Ah the genius of naming an event after the dress code!!!
I pointed out that we matched the background! Which meant I match that pipe on top. Glamorous.
My Spanish teacher wanted a photo with her best students so …
How do you differentiate girls from guys? When we take two photos with the same poses, same smiles, same everything … just because we didn’t like the first. AND the photographer is probably some grumpy guy going WHAT AGAIN SIGH.
SUCH a good photo right! Ignoring the color difference of my face and body yesyesyes I really can’t do anything about it you know I don’t wanna get my face tanned or God forbid put FOUNDATION on my arms or something.

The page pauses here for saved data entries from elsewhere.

PR #3540, opened 2023-07-27
Remove some obsolete code

tool4ever:
First cleanup run for StackInstances.

OptionalCosts don't need to be stored in the Card and will just be checked via castSA.

### DIFF
--- a/forge-gui/res/cardsfolder/o/of_one_mind.txt
+++ b/forge-gui/res/cardsfolder/o/of_one_mind.txt
@@ -1,7 +1,7 @@
 Name:Of One Mind
 ManaCost:2 U
 Types:Sorcery
-S:Mode$ ReduceCost | ValidCard$ Card.Self | Type$ Spell | Amount$ 2 | EffectZone$ All | IsPresent$ Creature.Human+YouCtrl | IsPresent2$ Creature.nonHuman+YouCtrl | Description$ CARDNAME costs {2} less to cast if you control a Human creature and a non-Human creature.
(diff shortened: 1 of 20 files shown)


Hanmac:
does that still work when you copy a kicked spell for example?

tool4ever:
yes, castSA gets copied but is otherwise left alone (no clearing or anything when you counter the original etc.)

Hanmac:
important is that manaSpent should not be referenced by CastSA because these are not copied

forge-gui/res/cardsfolder/o/of_one_mind.txt
```diff
@@ -1,7 +1,7 @@
 Name:Of One Mind
 ManaCost:2 U
 Types:Sorcery
-S:Mode$ ReduceCost | ValidCard$ Card.Self | Type$ Spell | Amount$ 2 | EffectZone$ All | IsPresent$ Creature.Human+YouCtrl | IsPresent2$ Creature.nonHuman+YouCtrl | Description$ CARDNAME costs {2} less to cast if you control a Human creature and a non-Human creature.
+S:Mode$ ReduceCost | ValidCard$ Card.Self | Type$ Spell | Amount$ 2 | EffectZone$ All | IsPresent$ Creature.Human+YouCtrl | CheckSVar$ Count$Valid Creature.nonHuman+YouCtrl | Description$ CARDNAME costs {2} less to cast if you control a Human creature and a non-Human creature.
```
Hanmac, line 4: Why Change this?

tool4ever: fixes the card for now because `StaticAbility.checkConditions` does not support IsPresent2
we could probably try and merge it into CardTraitBase checks but that is a bigger refactor

tool4ever:
> important is that manaSpent should not be referenced by CastSA because these are not copied

that's already done correctly

Hanmac:
> > important is that manaSpent should not be referenced by CastSA because these are not copied
> 
> that's already done correctly

yeah just the reminder that it needs to be kept that way

PR #3549, opened 2023-07-28
Clean up train continues

### LINKED ISSUE #3548: Lae'zel, Githyanki Warrior (HBG) self-added ability only lasts until end of turn
Current snapshot, Windows. Lae'zel says 
> When you cast this spell, it gains "When this creature becomes the target of a spell or ability an opponent controls, you may exile this creature, then return it to the battlefield under its owner's control."

This triggers and works correctly, except the ability is only gained for that turn, and goes away after.

tool4ever:
Notably with `addAndUnfreeze` we no longer work with a throw-away StackInstance for the frozenStack only to recreate it again when unfreezing.

Closes #3548

### DIFF
--- a/forge-game/src/main/java/forge/game/spellability/SpellAbilityStackInstance.java
+++ b/forge-game/src/main/java/forge/game/spellability/SpellAbilityStackInstance.java
@@ -20,7 +20,6 @@ package forge.game.spellability;
 import java.util.Map;
 import java.util.Set;
 
-import com.google.common.collect.Maps;
 import com.google.common.collect.Sets;
 
 import forge.game.GameObject;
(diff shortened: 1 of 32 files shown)


forge-game/src/main/java/forge/game/spellability/SpellAbilityStackInstance.java
```diff
@@ -172,33 +112,12 @@ public int getId() {
     //      Perhaps lets move the refresh logic to a separate function called only when necessary
     public final SpellAbility getSpellAbility(boolean refresh) {
         if (refresh) {
-            ability.setTargets(tc);
             ability.setActivatingPlayer(activatingPlayer);
```
Hanmac, line 115: is that the only thing getSpellAbility(true) does now? reset the Activating Player?

tool4ever: yep! In theory it can be ripped out completely now, I will check

Agetian (approved):

kevlahnota (approved):

PR #3550, opened 2023-07-28
TriggerVote improve with new cards

Northmoc:
Should all of these (including Grudge Keeper) be RemoveDeck:Random?

Thought it would be nice to add a record of voting to game Log
image


forge-game/src/main/java/forge/game/trigger/TriggerVote.java
```diff
@@ -66,29 +66,54 @@ public final boolean performTest(final Map<AbilityKey, Object> runParams) {
...
+                true, true
+        );
+        sa.setTriggeringObject(AbilityKey.OpponentVotedSame, oppVotedSame);
     }
 
     @Override
     public String getImportantStackObjects(SpellAbility sa) {
         StringBuilder sb = new StringBuilder();
-        sb.append(Localizer.getInstance().getMessage("lblVoters")).append(": ").append(sa.getTriggeringObject(AbilityKey.OtherVoters));
+        if (hasParam("List")) {
```
kevlahnota, line 87: if the sa don't have List$ param defined, it's ok to return empty string? Cards like Capital Punishment, Coercive Portal?

forge-game/src/main/java/forge/game/trigger/TriggerVote.java
```diff
@@ -66,29 +66,54 @@ public final boolean performTest(final Map<AbilityKey, Object> runParams) {
...
 
     private static FCollection<Player> getVoters(final Player player,
             final ListMultimap<Object, Player> votes,
-            final boolean isOpponent, final boolean votedOtherchoice) {
+            final boolean isOpponent, final boolean votedSame) {
         final FCollection<Player> voters = new FCollection<>();
         for (final Object voteType : votes.keySet()) {
             final List<Player> players = votes.get(voteType);
-            if (votedOtherchoice ^ players.contains(player)) {
+            if (!votedSame ^ players.contains(player)) {
```
tool4ever, line 114: I don't think any changes should be needed here?
the XOR operator should already give you either result

forge-game/src/main/java/forge/game/trigger/TriggerVote.java
Northmoc: Hmm, all the `T:Mode$ Votes` do have the List param so I think this OK for now?

kevlahnota: are you sure its `$ Votes` 
image

not `$ Vote`
image

Northmoc: Ah sorry for the typo.

TriggerVote which corresponds to `T:Mode$ Vote` is the only thing that looks for `List` param.

VoteEffect which would be `SP$ Vote` or `DB$ Vote` doesn't access the TriggerVote code

tool4ever (approved):

PR #3554, opened 2023-07-29
Update card translations

klaxnek:
Updated spanish card translations from scryfall database. Added manually patched new cards.


tool4ever:
thanks
could you run it for the other languages too?

klaxnek:
Yep. No problem I can update it with other language, except French. I've seen that the french translation is manually patched directly in the final file (cardnames-fr-FR.txt) and is not using the patch file (cardnames-fr-FR-patch.txt)

klaxnek:
Finished with all language card translations ;)

tool4ever (approved):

And my powder makes me look white so deal with it.
There good photo with me looking more like God’s creation now. Happy?
And then my History teacher wanted a photo with his best student so … HAHA I have got to stop making up lies like that.

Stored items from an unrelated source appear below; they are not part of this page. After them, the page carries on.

PR #3589, opened 2023-08-01
Seeker of Slaanesh

tool4ever:
Probably corner cases left, though that's more related to the overall implemenation of attack requirements.

But the AI will actually be less suicidal against it, compared to before:
image

### DIFF
--- a/forge-game/src/main/java/forge/game/combat/AttackConstraints.java
+++ b/forge-game/src/main/java/forge/game/combat/AttackConstraints.java
@@ -29,6 +29,7 @@ import forge.game.card.CardCollectionView;
 import forge.game.card.CardLists;
 import forge.game.card.CardPredicates;
 import forge.game.card.CounterEnumType;
+import forge.game.staticability.StaticAbilityMustAttack;
 import forge.game.zone.ZoneType;
 import forge.util.collect.FCollection;
 import forge.util.collect.FCollectionView;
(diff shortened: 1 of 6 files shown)


Northmoc:
Looks great to me, but there are a few things you're doing here that I'm not quite familiar with yet!

forge-game/src/main/java/forge/game/combat/AttackConstraints.java
```diff
@@ -44,12 +45,14 @@ public class AttackConstraints {
...
 
     public AttackConstraints(final Combat combat) {
         final Game game = combat.getAttackingPlayer().getGame();
         possibleAttackers = combat.getAttackingPlayer().getCreaturesInPlay();
         possibleDefenders = combat.getDefenders();
         globalRestrictions = GlobalAttackRestrictions.getGlobalRestrictions(combat.getAttackingPlayer(), possibleDefenders);
+        playerRequirements = StaticAbilityMustAttack.mustAttackSpecific(combat.getAttackingPlayer(), possibleDefenders);
 
         // Number of "must attack" constraints on each creature with a magnet counter (equal to the number of permanents requiring that constraint).
         int nMagnetRequirements = 0;
```
Hanmac, line 58: for later MR, can we turn the following Keywords into Static Abilities?

Northmoc (approved):
👍 👍

PR #3591, opened 2023-08-02
 Remove some fake kicker costs 

tool4ever:


Hanmac:
@tool4ever checkout `K:Presence:Dragon` to be removed

tool4ever:
> Does Dragon's Fire work for the AI after the change? Can't test atm, just remember that card being quite finicky for the AI and sensitive to implementation changes:)

It works just like before (=semi-optimally) because the logic for adding kicker is also closely related to any other OptionalCostValue

tool4ever:
Tested text change and it worked fine

Agetian (approved):

forge-game/src/main/java/forge/game/cost/CostPartMana.java
```diff
@@ -132,6 +132,7 @@ public ManaCost getManaCostFor(SpellAbility sa) {
             return sa.getPaidList(CostExile.HashLKIListKey, true).get(0).getManaCost();
         }
         if (isEnchantedCreatureCost() && sa.getHostCard().isEnchantingCard()) {
+            // TODO human can still activate on TDFC backside
             return sa.getHostCard().getEnchantingCard().getManaCost();
```
Hanmac, line 136: @tool4ever did you test what happen when it gets the "no cost" from a TDFC?

tool4ever: For some reason it will allow payment, will debug it more in another PR

Hanmac (approved):

PR #3595, opened 2023-08-02
fix issue 3447

### LINKED ISSUE #3447: Absorb Energy (YMID) perpetual effect isn't working
Current snapshot, Windows. I countered Sky-Eel School with Absorb Energy. It created a reminder effect in the command zone for the perpetual effect. However, it doesn't note anything about which objects it effects, the creature cards in my hand don't have the new perpetual ability, and they're not receiving the cost reduction when I try to cast them.

Northmoc:
- closes #3447 

Seems like a lot of important things in the Effect were whiffing because the target object that gets remembered is a Spell, not a Card


forge-game/src/main/java/forge/game/ability/AbilityUtils.java
```diff
@@ -227,6 +227,9 @@ else if (defined.equals("Remembered") || defined.equals("RememberedCard")) {
             for (final Object o : hostCard.getRemembered()) {
                 if (o instanceof Card) {
                     cards.add((Card) o);
+                } else if (o instanceof Spell) {
```
tool4ever, line 230: I'm not sure if that doesn't cause problems on some script if it finds more than it might expect...
Why not just RememberForCounter$?

tool4ever (approved):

Again nothing I can do about my skin tone so BUGGER. OFF.
Mmmm satay om nom nom nom so good I should have taken twenty more sticks but I wanted to act lady-like. Damnit. And now I crave for indomee too.
Pretty.
Devi’s after, where I had a piece of heaven (indomee) and have been craving for it ever since. I blame you Sharvarska you bread basket Ukrainian indomee eating person!!!